PR #63, opened 2022-10-11
feat: add learner record MFE to plugin

Tj-Tracy:
Adds the learner record MFE to `tutor-mfe` to use in place of the old UI in credentials, as we are planning on deprecating soon.

image

### DIFF
--- a/tutormfe/plugin.py
+++ b/tutormfe/plugin.py
@@ -44,6 +44,17 @@ config = {
                 },
             },
         },
+        "RECORDS_MFE_APP": {
+            "name": "records",
+            "repository": "https://github.com/openedx/frontend-app-learner-record",
+            "port": 1990,
+            "env": {
+                "production": {
+                    "SUPPORT_URL_LEARNER_RECORDS":"",
+                    "USE_LR_MFE": "",
+                },
+            },
+        },
     },
 }
 
--- a/README.rst
+++ b/README.rst
@@ -9,6 +9,7 @@ In addition, this plugin comes with a few MFEs which are enabled by default:
 - `Gradebook <https://github.com/edx/frontend-app-gradebook/>`__
 - `Learning <https://github.com/edx/frontend-app-learning/>`__
 - `Profile <https://github.com/edx/frontend-app-profile/>`__
+- `Learner Records <https://github.com/edx/frontend-app-learner-record/>`__
 
 Instructions for using each of these MFEs are given below.
 


regisb:
I don't think that we should merge this in master right now, as it would be a huge change to the Nutmeg release. Maybe we can merge to nightly instead?

Also, could you please add some docs about the learner records MFE to the README? Other MFEs have some screenshots and explanations.

tutormfe/plugin.py
```diff
@@ -44,6 +44,17 @@
...
             },
         },
+        "RECORDS_MFE_APP": {
+            "name": "records",
+            "repository": "https://github.com/openedx/frontend-app-learner-record",
+            "port": 1990,
+            "env": {
+                "production": {
+                    "SUPPORT_URL_LEARNER_RECORDS":"",
+                    "USE_LR_MFE": "",
```
regisb, line 54: Is there a good reason why these settings do not have these values as default upstream?

regisb (changes requested):
Aren't we supposed to make changes to the LMS/CMS learner records configuration in order to point them to the MFE container?

tutormfe/plugin.py
Tj-Tracy: the first settings currently only has an edX-specific default, and the second one is for a feature that currently unsupported in tutor. Would it be a better idea to just leave them out? the MFE still operates if they are not present.

Tj-Tracy:
I'm fine with the nightly release. When I have a moment I will change the target and address feedback, thanks for taking a look at this!

hurtstotouchfire:
> I don't think that we should merge this in master right now, as it would be a huge change to the Nutmeg release. Maybe we can merge to nightly instead?
> 
> Also, could you please add some docs about the learner records MFE to the README? Other MFEs have some screenshots and explanations.

@regisb  Is there not a stable Nutmeg release? From an Open edX release perspective this shouldn't go into Nutmeg as it's being added for Olive, so we should PR against whatever is appropriate for Olive and going forward.

As far as docs, we're working with Jenna to collect some context about the new MFE here: https://github.com/openedx/frontend-app-learner-record/issues/107

regisb:
> @regisb Is there not a stable Nutmeg release? From an Open edX release perspective this shouldn't go into Nutmeg as it's being added for Olive, so we should PR against whatever is appropriate for Olive and going forward.

There is! The Nutmeg releases are built off the master branch. Changes that affect meant for future releases (including Olive) should go to the nightly branch. See this section of the docs for more information: https://docs.tutor.overhang.io/tutorials/nightly.html

tutormfe/plugin.py
regisb: > the first settings currently only has an edX-specific default

Can we change the upstream default such that it works out of the box for everyone instead of just edX? 

> Would it be a better idea to just leave them out?

Not if they are needed, no.

hurtstotouchfire:
We would like to close this PR and follow up instead with instructions in the [LRMFE README](https://github.com/openedx/frontend-app-learner-record/blob/master/README.rst) for how to configure the MFE with Tutor.

tutormfe/plugin.py
regisb: FTR, it was decided in a BTR meeting that instead of adding the learner-records MFE to Tutor (and thus enabling it by default for everyone) there would be instructions on how to enable it, either here in the tutor-mfe README, or in the learner-records MFE README.

PR #64, opened 2022-10-12
feat: enable gzip compression

ghassanmas:
Compressing assests would lead to readuce transfer size.
 As testing with frontend-app-learning/Olive, the network traffic
 before was about ~4MB, after this it became ~1MB.

 This change was suggested by Google Lighthouse[1], there are of
 course more suggestion but this was one the easiest and one of most
 impactful.

 [1]: https://web.dev/uses-text-compression
 
 ## Lighthouse score before: 
 
image

### Suggestion Before 

image

 ## Lighthouse score after: 
 
image

### Suggestions After

image

### DIFF
--- a/tutormfe/patches/caddyfile
+++ b/tutormfe/patches/caddyfile
@@ -3,5 +3,6 @@
     request_body {
         max_size 2MB
     }
+    encode gzip
     import proxy "mfe:8002"
 }


regisb:
This looks like a 100% beneficial change. May I suggest that we add this `encode gzip` directive to the base `proxy` directive in the core Caddy config? https://github.com/overhangio/tutor/blob/7453e70fa08943652f72bb7956872ce44e2b1bdf/tutor/templates/apps/caddy/Caddyfile#L25
When loading the LMS dashboard I get the following improvement : `2.39 MB / 651.91 KB transferred` Without gzip encoding I get `2.39 MB / 2.39 MB transferred`. So it's a ~75% page size decrease!

ghassanmas:
Make sense!, and then both the lms/cms, can benfit from it. 
I will open a PR on tutor, and I will add [link/info](https://caddyserver.com/docs/caddyfile/directives/encode) about the defaults.

ghassanmas:
Yes, it no need for it at the tutor-mfe level... It's already in tutor nutmeg/master but for olive I suppose tutor olive branch would at somepoint to pick commits from master i.e rebased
################
Work instruction: Take from the material above every line that includes the word "they".

Response to the task:
Tj-Tracy: the first settings currently only has an edX-specific default, and the second one is for a feature that currently unsupported in tutor. Would it be a better idea to just leave them out? the MFE still operates if they are not present.
Not if they are needed, no.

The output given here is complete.